Sin_City.jpgJ'avais un credo. Ce credo était que quand une suite de film sortait, je devais parler du premier film le jour de la sortie. Aussi ai-je rompu EXCEPTIONNELLEMENT ce credo pour vous parler de Sin City.

The Hard Goodbye

Sin City reste pour moi très étrange. Le découpage scénaristique est surprenant au premier abord, mais quand on cherche à le comprendre, tout devient clair. Pour faire un rapide résumé de mes propos, voici le début de Sin City :

-1ère scène, un homme tue une femme.
-2nd scène, Hartigan, joué par Bruce Willis, sauve Nancy, une enfant de 11 ans, d'un pédophile.

Ces deux éléments n'ont rien à voir ensemble, la première scène est totalement inutile dans le film et l'on n'y fait jamais allusion, sauf à la fin, et l'avenir d'Hartigan nous est alors totalement inconnue, sauf que, après le générique, l'histoire reprend avec Marv qui essaie de découvrir qui est l'assassin de Goldie, une prostituée de luxe. Après la partie Marv de l'histoire, qui se termine sur une note tragique, vient le couplet de Dwight, fervent protecteur des prostituées, durant lequel il tentera, avec succès, de cacher une preuve pouvant compromettre la trêve établie entre policiers, la mafia et...et bien les putes. Enfin, Hartigan est accusé d'avoir tuer le fils du sénateur ainsi que d'avoir violer la gamine qu'il protégeait au début du film.

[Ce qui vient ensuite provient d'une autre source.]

PR #878, opened 2020-05-18
TMI Rates

### LINKED ISSUE #691: verified = 1 flag should do more
If the option isn't defined, I believe the bot should be far more limited. Referencing this guide: https://dev.twitch.tv/docs/irc/guide

If the `verified = 1` option is not in the config:
- Bots should be limited to 100 messages/30 seconds (assuming moderator status)
- Whispers should be limited to 3/second; 100/minute
- Eval command should also be limited (using eval command for bans, etc)

This will definitely help. I was importing playsounds for a mate; his bot was rate limited as a result of trying to spam whispers. If this is the case, then perhaps the bot should collate it's whispers?

`Successfully imported x playsounds` etc

TroyDota:
Pull request checklist:

Fixes #691

### DIFF
--- a/configs/example.ini
+++ b/configs/example.ini
@@ -25,7 +25,8 @@ db = postgresql+psycopg2:///pajbot?options=-c%%20search_path%%3Dpajbot1_streamer
 ; if your bot is known set known to 1
 ;known = 1
 ; if you wish to change how whipers are managed. setting whisper_output to 0 will disable whispers, 
-; setting it to 2 will output all whsipers in chat. The default setting 1 is whispers act as whispers.
+; setting it to 2 will output all whsipers in chat. The default setting 1 is to rate-limit whispers according to
+; the verified = 1 or known = 1 settings.
 ;whisper_output = 1
 
 ; Optional section if you want to make the "Wolfram Alpha Query" module available for use:
--- a/configs/example.ini
+++ b/configs/example.ini
@@ -24,10 +24,9 @@ db = postgresql+psycopg2:///pajbot?options=-c%%20search_path%%3Dpajbot1_streamer
 ;verified = 1
 ; if your bot is known set known to 1
 ;known = 1
-; if you wish to change how whipers are managed. setting whisper_output to 0 will disable whispers, 
-; setting it to 2 will output all whsipers in chat. The default setting 1 is to rate-limit whispers according to
-; the verified = 1 or known = 1 settings.
-;whisper_output = 1
+; if you wish to change how whipers are managed. setting whispers to "disabled" will disable whispers, 
+; setting it to "chat" will output all whsipers in chat. The default setting "normal" is whispers act as normal whispers.
+;whispers = normal
 
 ; Optional section if you want to make the "Wolfram Alpha Query" module available for use:
 ; Set this to a valid Wolfram|Alpha App ID to enable wolfram alpha query functionality
--- a/configs/example.ini
+++ b/configs/example.ini
@@ -25,10 +25,10 @@ db = postgresql+psycopg2:///pajbot?options=-c%%20search_path%%3Dpajbot1_streamer
 ; if your bot is known (increased rate limits, see same link above) set this to 1
 ;known = 1
 ; Allows you to set a different output mode for whispers.
-; `whispers = normal` sends whispers as normal. (This is the default if you don't configure this option)
-; `whispers = disabled` will make it so the bot does not send any whispers. Outgoing whispers will be dropped.
-; `whispers = chat` outputs all messages intended to be whispered to the streamer's chat instead of whispering them.
-;whispers = normal
+; `whisper_output_mode = normal` sends whispers as normal. (This is the default if you don't configure this option)
+; `whisper_output_mode = disabled` will make it so the bot does not send any whispers. Outgoing whispers will be dropped.
+; `whisper_output_mode = chat` outputs all messages intended to be whispered to the streamer's chat instead of whispering them.
+;whisper_output_mode = normal
 
 ; Optional section if you want to make the "Wolfram Alpha Query" module available for use:
 ; Set this to a valid Wolfram|Alpha App ID to enable wolfram alpha query functionality
--- a/configs/example.ini
+++ b/configs/example.ini
@@ -25,7 +25,7 @@ db = postgresql+psycopg2:///pajbot?options=-c%%20search_path%%3Dpajbot1_streamer
 ; if your bot is known set known to 1
 ;known = 1
 ; if you wish to change how whipers are managed. setting whispers to "disabled" will disable whispers, 
-; setting it to "chat" will output all whsipers in chat. The default setting "normal" is whispers act as normal whispers.
+; setting it to "chat" will output all whsipers in the streamers chat, where as setting this to "disabled" will stop the bot from trying to whisper entirely. The default setting "normal" makes no changes to the way whispers act. 
 ;whispers = normal
 
 ; Optional section if you want to make the "Wolfram Alpha Query" module available for use:
--- a/configs/example.ini
+++ b/configs/example.ini
@@ -22,10 +22,12 @@ db = postgresql+psycopg2:///pajbot?options=-c%%20search_path%%3Dpajbot1_streamer
 ; set this to 1 if your bot is a verified bot (increased rate limits) on Twitch
 ; More info about verified bots can be found here: https://dev.twitch.tv/docs/irc/guide#known-and-verified-bots
 ;verified = 1
-; if your bot is known set known to 1
+; if your bot is known (increased rate limits, see same link above) set this to 1
 ;known = 1
-; if you wish to change how whipers are managed. setting whispers to "disabled" will disable whispers, 
-; setting it to "chat" will output all whsipers in the streamers chat, where as setting this to "disabled" will stop the bot from trying to whisper entirely. The default setting "normal" makes no changes to the way whispers act. 
+; Allows you to set a different output mode for whispers.
+; `whispers = normal` sends whispers as normal. (This is the default if you don't configure this option)
+; `whispers = disabled` will make it so the bot does not send any whispers. Outgoing whispers will be dropped.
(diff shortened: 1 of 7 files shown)


TroyDota:
@alazymeme had the known bot idea

configs/example.ini
```diff
@@ -22,6 +22,11 @@ db = postgresql+psycopg2:///pajbot?options=-c%%20search_path%%3Dpajbot1_streamer
 ; set this to 1 if your bot is a verified bot (increased rate limits) on Twitch
 ; More info about verified bots can be found here: https://dev.twitch.tv/docs/irc/guide#known-and-verified-bots
 ;verified = 1
+; if your bot is known set known to 1
+;known = 1
+; if you wish to change how whipers are managed. setting whisper_output to 0 will disable whispers, 
+; setting it to 2 will output all whsipers in chat. The default setting 1 is whispers act as whispers.
```
RAnders00, line 28: this needs to be explained better, e.g.:

```suggestion
; if you wish to change how whipers are managed. setting whisper_output to 0 will disable whispers, 
; setting it to 2 will output all whsipers in chat. The default setting 1 is to rate-limit whispers according to
; the verified = 1 or known = 1 settings.
```

pajbot/bot.py
```diff
@@ -88,6 +88,12 @@ def __init__(self, config, args):
 
         if config["main"].getboolean("verified", False):
             TMI.promote_to_verified()
+        elif config["main"].getboolean("known", False):
+            TMI.promote_to_known()
```
RAnders00, line 92: swap these, so `known = 1` and `verified = 1` lead to rate limits of a verified bot

```suggestion
        if config["main"].getboolean("known", False):
            TMI.promote_to_known()
        elif config["main"].getboolean("verified", False):
            TMI.promote_to_verified()
```

configs/example.ini
```diff
@@ -22,6 +22,11 @@ db = postgresql+psycopg2:///pajbot?options=-c%%20search_path%%3Dpajbot1_streamer
...
+;whisper_output = 1
```
RAnders00, line 29: I'd prefer if this was a string-based setting, e.g. `whispers = disabled/ratelimited/unlimited`

pajbot/bot.py
```diff
@@ -88,6 +88,12 @@ def __init__(self, config, args):
...
+
+        whisper_output = config["main"].getint("wisper_output", 1).lower()
+        if whisper_output in [0, 2]:
+            TMI.change_whisper_output(whisper_output)
```
RAnders00, line 96: I don't like it being called "whisper output". Can we call it "whisper limiting" or "whisper rate-limiting" or something like that?

pajbot/managers/connection.py
```diff
@@ -51,13 +51,26 @@ def __init__(self, reactor):
         super().__init__(reactor)
 
         self.num_msgs_sent = 0
+        self.num_whispers_sent_minuite = 0
```
RAnders00, line 54: typo

pajbot/managers/connection.py
```diff
@@ -51,13 +51,26 @@ def __init__(self, reactor):
...
+        self.num_whispers_sent_second = 0
         self.in_channel = False
 
     def reduce_msgs_sent(self):
         self.num_msgs_sent -= 1
 
-    def can_send(self):
-        return self.num_msgs_sent < TMI.message_limit
+    def reduce_whispers_sent_minuite(self):
```
RAnders00, line 61: typo

pajbot/managers/connection.py
```diff
@@ -51,13 +51,26 @@ def __init__(self, reactor):
...
+        self.num_whispers_sent_minuite -= 1
+
+    def reduce_whispers_sent_second(self):
```
RAnders00, line 64: these defs should be prefixed with _ since they're private
The fact that previous pajlada or randers didn't do that shouldn't prevent you from following best practices :)

pajbot/managers/connection.py
```diff
@@ -51,13 +51,26 @@ def __init__(self, reactor):
...
+        self.num_whispers_sent_second -= 1
+
+    def can_send(self, whisper=False):
+        if whisper:
+            return self.num_msgs_sent < TMI.message_limit
+        return (
+            self.num_whispers_sent_second < TMI.whispers_message_limit_second
+            and self.num_whispers_sent_minuite < TMI.whispers_message_limit_minute
```
RAnders00, line 72: typo

pajbot/managers/connection.py
```diff
@@ -112,15 +125,25 @@ def on_disconnect(self, _chatconn):
         log.error("Disconnected from IRC")
         self.start()
 
-    def privmsg(self, channel, message, increase_message=True):
+    def privmsg(self, channel, message, increase_message=True, whisper=False):
```
RAnders00, line 128: I would prefer if you didn't introduce a `whisper` parameter and instead did the limiting logic in the `whisper` method

pajbot/managers/connection.py
RAnders00: Additionally, when sending a whisper, num_msgs_sent also counts (the 7500 or 100 are still counted when sending whispers, because they are for all PRIVMSG messages)

pajbot/managers/connection.py
```diff
@@ -112,15 +125,25 @@ def on_disconnect(self, _chatconn):
...
         conn = self.main_conn
 
-        if conn is None or not conn.can_send():
+        if TMI.disable_whisper and whisper:
+            log.warning("Whispers disabled in config yet, whisper requested")
```
RAnders00, line 132:
```suggestion
            log.debug("Whisper was not sent (due to config setting)")
```

pajbot/tmi.py
```diff
@@ -1,8 +1,20 @@
 class TMI:
```
RAnders00, line 1: you should introduce a new enum class (https://docs.python.org/3/library/enum.html) that has the three variants for whisper limits. Preferrably add the string parsing for the config value to the enum class (e.g. `def from_config_value(config_value)`)

pajbot/managers/connection.py
```diff
@@ -112,15 +125,25 @@ def on_disconnect(self, _chatconn):
...
+
+        if conn is None or not conn.can_send(whisper):
             log.error("No available connections to send messages from. Delaying message a few seconds.")
```
RAnders00, line 135: fix this message while you're at it

pajbot/managers/connection.py
TroyDota: How do we know if the message is a whisper?

pajbot/managers/connection.py
TroyDota: They cant be private because they are apart of the Connection class but are referenced in the ConnectionManager class.

RAnders00: Ah I see, my bad.

TroyDota:
Is there more i must fix/add?

RAnders00:
I think I want @pajlada to review this and work on it

TroyDota:
Sure.

pajbot/bot.py
RAnders00: This is still a problem, verified should take precedence over known

RAnders00: I overlooked the elif you introduced, my bad

TroyDota:
OkayChamp I'll make the entry

TroyDota:
i did these commits via the web interface WAYTOODANK

TroyDota:
Is there more to change for this?

pajbot/tmi.py
```diff
@@ -1,8 +1,33 @@
...
+    NORMAL = 1
+    CHAT = 2
+
+    @staticmethod
+    def from_config_value(config_value):
+        return {
+            "disabled": WhisperOutputMode.DISABLED,
+            "normal": WhisperOutputMode.NORMAL,
+            "chat": WhisperOutputMode.CHAT,
+        }.get(config_value.lower(), WhisperOutputMode.NORMAL)
```
RAnders00, line 15: Last discussion: Is this behaviour good? Should an invalid config option (e.g. a missspelling) be silently swallowed?

TroyDota: no, i think an invalid config option should throw a warning and then revert to normal behavior.

RAnders00, line 15:
```suggestion
        }.get(config_value.lower())
```

I'm suggesting it should just crash, that's easy to implement.

RAnders00, line 15:
```suggestion
    CONFIG_OPTIONS = {
            "disabled": WhisperOutputMode.DISABLED,
            "normal": WhisperOutputMode.NORMAL,
            "chat": WhisperOutputMode.CHAT,
        }

    @staticmethod
    def from_config_value(config_value):
        if config_value.lower() in CONFIG_OPTIONS:
            return CONFIG_OPTIONS[config_value.lower()]
        else:
            raise ValueError("whisper_output_mode config option is not valid.")
```

pajlada: I agree with RAnders, since we already grab a default value "normal" if no value is set, adding a crash on misconfiguration seems fine. Adding the crash adds no extra friction for already created bots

Ça, c'était le scénario global de chacun des protagonistes. Dans le détail, ce sera très long à expliquer. J'y reviendrais peut être une autre fois (taux de chance que je fasse un hors-série : 90%). La particularité du film est qu'il est en noir et blanc, sauf pour certaines nuances de rouge ou bien quelques éléments qui se veulent marquant ou importants pour le déroulement de l'histoire, tel que les yeux bleus de la femme dans la séquence d'intro ou bien les médocs oranges de Marv. Cela donne ce côté film policier des années (?), surtout que l'univers colle bien avec ce genre de graphisme. Les décors, réalisés sur fond verts qui plus est, donnent, quant à eux, l'effet comics qui va bien, ce qui permet de ne jamais ennuyer, visuellement, le spectateur qui découvre quelque chose d'unique en quelque sorte. Là je parle pour moi, mais je pense que je ne suis pas le seul à avoir été marquer par la patte graphique du film, patte graphique qui rend d'autant plus le film culte.Sin_City_-_Marv.jpgComic Book

Si vous l'ignorez, Sin City est adapté d'un comics de Frank Miller. En 7 tomes, Miller relate les différentes "aventures" de personnages tel que Marv, Dwight ou bien Nancy. Sin City, le film, est en partie inspiré du premier tome pour la partie avec Marv, le troisième pour la partie avec Dwight et enfin le quatrième pour la partie Hartigan. Le sixième tome, Des filles et des flingues, est en réalité un recueil d'histoires courtes. Sin City possède aussi une timeline complexe, puisque c'est en quelque sorte des nouvelles se passant dans le même univers. Et essayer d'en établir une chronologie donnerait mal à la tête...Sin_City_-_hartigan.jpg

Finalement, je ne ferais pas de review. Pour la simple et bonne raison que je n'en vois pas l’intérêt. C'est le deuxième film adapté du BD culte que je vois, et je suis toujours aussi surpris du talent des réalisateurs à retransmettre l'univers d'une bande-dessinée à l'écran. J'ai en tout cas franchement bien aimé ! le Coup-Critique sur sa suite, A Dame to Kill For, sortira dans quelques jours, le temps de l'écriture et de l'illustration, alors A+ !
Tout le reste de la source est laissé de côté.